Even her decision to enter the property market had been made to save money. Both she and her friend, Naomi Truscott, who works in publishing and was also on the verge of buying a flat, said that the deciding factor was that it was now cheaper to buy than rent.

'We've come to Ikea because it's cheapest for basic things,' said Julia. 'Habitat is too expensive. I've done that. I was completely depressed. For things like china I might go to John Lewis. The china here is cheap and cheerful.'

The Retail Consortium says that Julia and Naomi are, with these sentiments, bang in the middle of the trend. Shoppers are still very price conscious, but they are also beginning to look for slightly better quality. Ikea, ideally fitted to this climate, is expanding. 'We find British customers are more value-conscious than customers in other countries where we operate,' said Olle Hofvander, head of marketing. 'Things started to move last June. The whole year has been tremendously positive.'

Among fearful shoppers a kind of consumerist camaraderie seems to have broken out. As I gazed at a display in the new B & Q warehouse, a man sidled up to me and hissed: 'That's half price across the road, you know] They're all buying it there.'

'We bought a one-bedroom flat a year and a half ago,' said Donna Cowan, an electronics engineer from Streatham, with her partner, Sean, a carpenter, pushing a B & Q trolley.

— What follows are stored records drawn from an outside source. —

PR #1930, opened 2026-05-26
feat(desktop): 余额显示支持多币种（同时展示人民币和美元）

weikengchen:
## 背景

DeepSeek 的 `/user/balance` API 返回的 `balance_infos` 是一个数组，包含用户账户下每种币种的余额信息（例如 CNY 和 USD）。但桌面端目前只调用 `pickPrimaryBalance()` 挑出金额最大的那个显示，另一个币种被丢弃。

## 改动

用户在状态栏的余额段可以看到所有币种的余额，格式如 `余额  $ 9.87 / ¥ 72.00`。只有一个币种时，显示保持原样。

涉及四层：

| 层 | 文件 | 改动 |
|---|---|---|
| 协议 | `desktop/src/protocol.ts` | 新增 `BalanceInfoItem` 类型，`BalanceEvent` 增加 `balanceInfos` 数组 |
| Node 后端 | `src/cli/commands/desktop.ts` | `emitBalance()` 将 API 返回的全部 `balance_infos` 传递给前端 |
| 前端状态 | `desktop/src/App.tsx` | `Balance` 类型增加 `infos` 字段，reducer 接收新字段 |
| UI 渲染 | `desktop/src/ui/statusbar.tsx` | 余额段改为遍历 `balance.infos`，多币种以 ` / ` 拼接 |

## 兼容性

向后兼容——`balanceInfos` 为可选字段，前端使用 `?? []` 兜底。单币种用户和旧版本 Node 子进程均不受影响。

## 截图

image

### DIFF
--- a/desktop/src/App.tsx
+++ b/desktop/src/App.tsx
@@ -258,10 +258,18 @@ export type Settings = {
   version: string;
 };
 
+export type BalanceInfoItem = {
+  currency: string;
+  total: number;
+  granted?: number;
+  toppedUp?: number;
+};
+
 export type Balance = {
   currency: string;
   total: number;
   isAvailable: boolean;
+  infos: BalanceInfoItem[];
 };
 
 type MentionResults = { nonce: number; query: string; results: string[] };
@@ -920,6 +928,7 @@ export function applyIncoming(state: State, ev: IncomingEvent): State {
           currency: ev.currency,
           total: ev.total,
           isAvailable: ev.isAvailable,
+          infos: ev.balanceInfos ?? [],
         },
       };
     case "$qq_settings":
--- a/desktop/src/protocol.ts
+++ b/desktop/src/protocol.ts
@@ -337,11 +337,19 @@ export type QQSettingsEvent = {
   access: string;
 };
 
+export type BalanceInfoItem = {
+  currency: string;
+  total: number;
+  granted?: number;
+  toppedUp?: number;
+};
+
 export type BalanceEvent = {
   type: "$balance";
   currency: string;
   total: number;
   isAvailable: boolean;
+  balanceInfos: BalanceInfoItem[];
 };
 
 export type SettingsPatch = {
--- a/desktop/src/ui/statusbar.tsx
+++ b/desktop/src/ui/statusbar.tsx
@@ -137,10 +137,18 @@ export function StatusBar({
         <span className="v vio">{settings?.model ?? "—"}</span>
         <span className="v">{settings?.reasoningEffort ?? "high"}</span>
       </span>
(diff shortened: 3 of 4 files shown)


CVEngineer66:
这样太占下面位置了，建议改成点击一下变更币种

weikengchen:
> 这样太占下面位置了，建议改成点击一下变更币种

也可以... 主要是这个逻辑和另外一个还不同，因为 deepseek 的多币种余额是分开的，两个不同的余额，优先用人民币，而目前我们的 tokens 计费是一个价格两种显示方式。

esengine (changes requested):
Thanks — the four-layer plumbing (`protocol` → `emitBalance` → reducer → `statusbar`) is clean and the format matches the existing single-currency rendering. One small thing blocks merge though.

**The balance segment lost its click affordance.** The old code wired `onClick={onToggleCurrency}` on the balance `<span>`, and that toggle is what drives the **cost** segment between CNY/USD via `formatMoney(usage.totalCostUsd, currency)` (statusbar.tsx:62). The keyboard shortcut still works (App.tsx:2034), but the mouse path is gone — users won't discover the toggle, and the cost figure appears stuck in whatever currency happens to be selected.

Please put the `onClick` back on the balance segment and give it a tooltip that describes what it actually does now (toggles the cost figure, since the balance itself shows both currencies):

```tsx
<span
  className="seg"
  title={
    balance && balance.infos.length > 0
      ? balance.infos.map((i) => `${i.currency} ${i.total.toFixed(2)}`).join(" / ")
      : t("statusbar.switchCurrency")
  }
  onClick={onToggleCurrency}
>
```

Or, if you'd rather decouple the toggle entirely from the balance segment, move `onClick={onToggleCurrency}` onto the cost segment instead — but please don't leave the prop wired with no UI affordance.

Once that's restored, happy to merge. The hard-coded `"$" : "¥"` symbols can stay for now (DeepSeek only emits those two currencies); we can factor it later if more show up.

weikengchen:
> ```tsx
> onToggleCurrency
> ```

There is a question related to the current "onToggleCurrency". When I tried that on the official 0.52.0, when I click onToggleCurrency on the BALANCE part, the currency on BALANCE doesn't change---it changes the currency on COST (the left one). 0.52.0 原版，在余额点击后，余额的单位不变，反而是让左边的“本次”的货币单位变化了。

Is this the desired behavior? If so I will put that back

esengine (approved):
Pushed a fixup that restores onClick={onToggleCurrency} + the switchCurrency tooltip on the balance segment so the cost toggle stays clickable. Multi-currency rendering itself looks good — thanks!

PR #1941, opened 2026-05-26
feat(qq): default to markdown replies

wade19990814-hue:
## Summary
- send QQ private replies through the Markdown delivery path by default
- fall back to plain text automatically if Markdown delivery fails
- unwrap full ```markdown``` / ```md``` fenced replies before sending so rendered content is not trapped inside a code block

## Testing
- npm test -- --run tests/qq-access.test.ts tests/qq-config.test.ts tests/qq-channel.test.ts tests/qq-slash.test.ts tests/qq-first-connect.test.tsx
- npm run typecheck
- npm run verify

### DIFF
--- a/src/qq/bot.ts
+++ b/src/qq/bot.ts
@@ -254,12 +254,18 @@ export class QQBot extends EventEmitter {
     content: string,
     msgId?: string,
     msgSeq?: number,
+    markdown = false,
   ): Promise<void> {
     const token = await this.ensureToken();
-    const body: Record<string, unknown> = {
-      content,
-      msg_type: 0,
-    };
+    const body: Record<string, unknown> = markdown
+      ? {
+          markdown: { content },
+          msg_type: 2,
+        }
+      : {
+          content,
+          msg_type: 0,
+        };
     if (msgId) body.msg_id = msgId;
     if (typeof msgSeq === "number" && Number.isFinite(msgSeq)) body.msg_seq = Math.trunc(msgSeq);
     const res = await fetch(`${this.baseUrl}/v2/users/${encodeURIComponent(openid)}/messages`, {
--- a/src/qq/channel.ts
+++ b/src/qq/channel.ts
@@ -11,6 +11,7 @@ import { formatQQAccessSummary } from "./strings.js";
 const QQ_LOCK_FILE = join(homedir(), ".reasonix", "qq-channel.pid");
 const QQ_MAX_CHUNK_BYTES = 1500;
 const NATURAL_SPLIT_MIN_FRACTION = 0.6;
+const QQ_MARKDOWN_WRAPPER_RE = /^```(?:markdown|md)\s*\r?\n([\s\S]*?)\r?\n```$/i;
 
 function fitUtf8Slice(text: string, maxBytes: number): string {
   let end = 0;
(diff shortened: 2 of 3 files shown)


esengine (changes requested):
Thanks — the `normalizeQQMarkdownReply` unwrap and its test are clean and I'd like to land that part as-is. The markdown-by-default delivery path needs some work though.

**1. Silent fallback masks real errors**

The CLAUDE.md error-handling rule is explicit: *"No 'graceful fallback' silently masking bugs. Log + crash > silent wrong output."* The current `try { markdown } catch { plain }` swallows everything — including failures that aren't actually about markdown permission (expired token, account suspended, rate-limit, network blip). Operators get no signal that anything's wrong.

Please at minimum surface the first markdown failure via `onError` (as a warning, not a fatal — keep delivery flowing) so it's visible in logs.

**2. No session-level cache → 2× API cost when markdown isn't permitted**

QQ Bot Open API's `msg_type: 2` raw markdown isn't enabled for most bots — consumer-tier bots typically need an approved `custom_template_id` and get rejected for raw markdown. For those bots, **every message** under this PR will round-trip markdown → reject → plain text. That doubles request count and rate-limit pressure for the common case.

Please cache the disabled state on the channel instance after the first markdown rejection:

```ts
export class QQChannel {
  private markdownDisabled = false;
  // ...
  async sendResponse(text: string): Promise<void> {
    // ...
    if (!this.markdownDisabled) {
      try {
        await this.bot.sendPrivateMessage(..., true);
        continue;
      } catch (err) {
        this.markdownDisabled = true;
        this.callbacks.onError?.(`QQ markdown delivery disabled after first failure: ${(err as Error).message}`);
      }
    }
    await this.bot.sendPrivateMessage(..., false);
  }
}
```

This keeps the auto-detection benefit (bots with markdown perms get the better UX) without the steady-state cost for bots without.

**3. `msgSeq` reuse risks "duplicate msgseq"**

Same `msgSeq` is reused for both the markdown attempt and the plain-text fallback. If QQ's server commits the markdown send (returns 200) but our client treats a subsequent body-rejection error as a failure and retries with plain text on the same seq, the second call hits the QQ-side duplicate-seq guard. Your own test (`stops after the first chunk whose markdown and plain-text fallback both fail`) reproduces the `duplicate msgseq` shape. With the session cache from #2, fallback only happens once per channel-lifetime, so the realistic exposure is small — but worth incrementing the seq on fallback to be safe.

**4. Chunked-boundary markdown invalidity**

`splitQQMessage` cuts at 1500 UTF-8 bytes; that can land mid-table / mid-code-fence / mid-list, producing structurally broken markdown that QQ will reject. The session cache from #2 also fixes the steady-state of this (one cut → fallback once → markdown disabled), but worth mentioning so the design choice is explicit.

Land #1 + #2 and I'll merge. #3 / #4 follow from #2 so should mostly take care of themselves.

wade19990814-hue:
Addressed the requested changes on the latest head (`9e6fd6ca`).

Changes made:
- kept `normalizeQQMarkdownReply(...)` as-is
- added a session-level `markdownDisabled` cache on `QQChannel`
- the first markdown rejection now emits a visible warning through `onError` instead of silently disappearing
- after the first rejection, later chunks on the same channel go straight to plain text
- plain-text fallback now uses a fresh `msgSeq` instead of reusing the markdown attempt sequence

Re-verified after the update:
- `npm test -- --run tests/qq-channel.test.ts tests/qq-access.test.ts tests/qq-config.test.ts tests/qq-slash.test.ts tests/qq-first-connect.test.tsx`
- `npm run typecheck`
- `npm run verify`

This keeps the markdown auto-detect behavior for bots that support it, while avoiding the steady-state double-request path for bots that do not.

esengine (approved):
All four points addressed — onError warning on first markdown failure, session-level markdownDisabled cache, fresh msgSeq on fallback. Tests cover each path. Thanks for the careful follow-up!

'We only bought because renting was higher. We deliberately took a mortgage that was less than we could afford, in case one of us lost our jobs, and we're doing it up room by room.'

The fear of unemployment seemed the biggest brake on spending, despite the 38,000 fall in last month's jobless figures. No one by the Purley Way even mentioned the new tax year's increases. The habit of carefulness, once learnt, is hard to abandon. 'People are doing cheering-up buying,' said Donna, pointing to two pots of heather and some grass seed, 'rather than major stuff.'

At one of Ikea's tills, all 24 of which seemed to be 10 deep, was Rowena Martin, her trolley full of pine shelving for a new toyshop she is opening in Tunbridge Wells next week, one of the new small businesses on which Mr Heseltine is pinning so much hope for the economy's revival. Her shop had grown out of a successful part-time selling operation - and careful control of overheads. 'We rang round,' she said. 'This is the cheapest place.'

Nearby is a new Cargo Club, among the latest of the region's echoing caverns. Here is a new twist to the torture of supastore shopping. Not only are there the long aisles to walk, hard on the feet, the myriad displays disorientating to the brain, but the system seems designed to add to a shopper's social insecurity.

Sad faces gazed up at the boards listing the various, mainly professional classes who are allowed to pay an entrance fee for the privilege of shopping there. 'Do you think I'd

be allowed?' said one man wistfully.

Outside the store was an old-fashioned sight - a family struggling towards their car, laden down with goods. 'We're only here because there was nothing on TV,' said Julian Brown of Selsdon in deliberate parody of Eighties-speak, as he struggled to fit a large mirror into the back of his red BMW. 'We bought this because it was only pounds 35 and now I don't think it's going to fit in the car. We didn't need these big flower pots, but they were only pounds 3 each. It's like when you go to Sainsbury's, innit? You always spend more than you intend to.'

But his attitude seemed exceptional. Cargo's chasms were dotted with figures, but many of them held visitor's cards, only looking. The sheer number of superstores by the Purley Way means that the customer can be both fickle and demanding. The Do It All store, early on Sunday afternoon, for instance, was three-quarters empty, owing, one assistant thought, to the fact that people were checking out the new B & Q down the road.

'I expect they'll be back,' she said, in the tones of one who is used to the ways of the wandering shades on Croydon's Purley Way.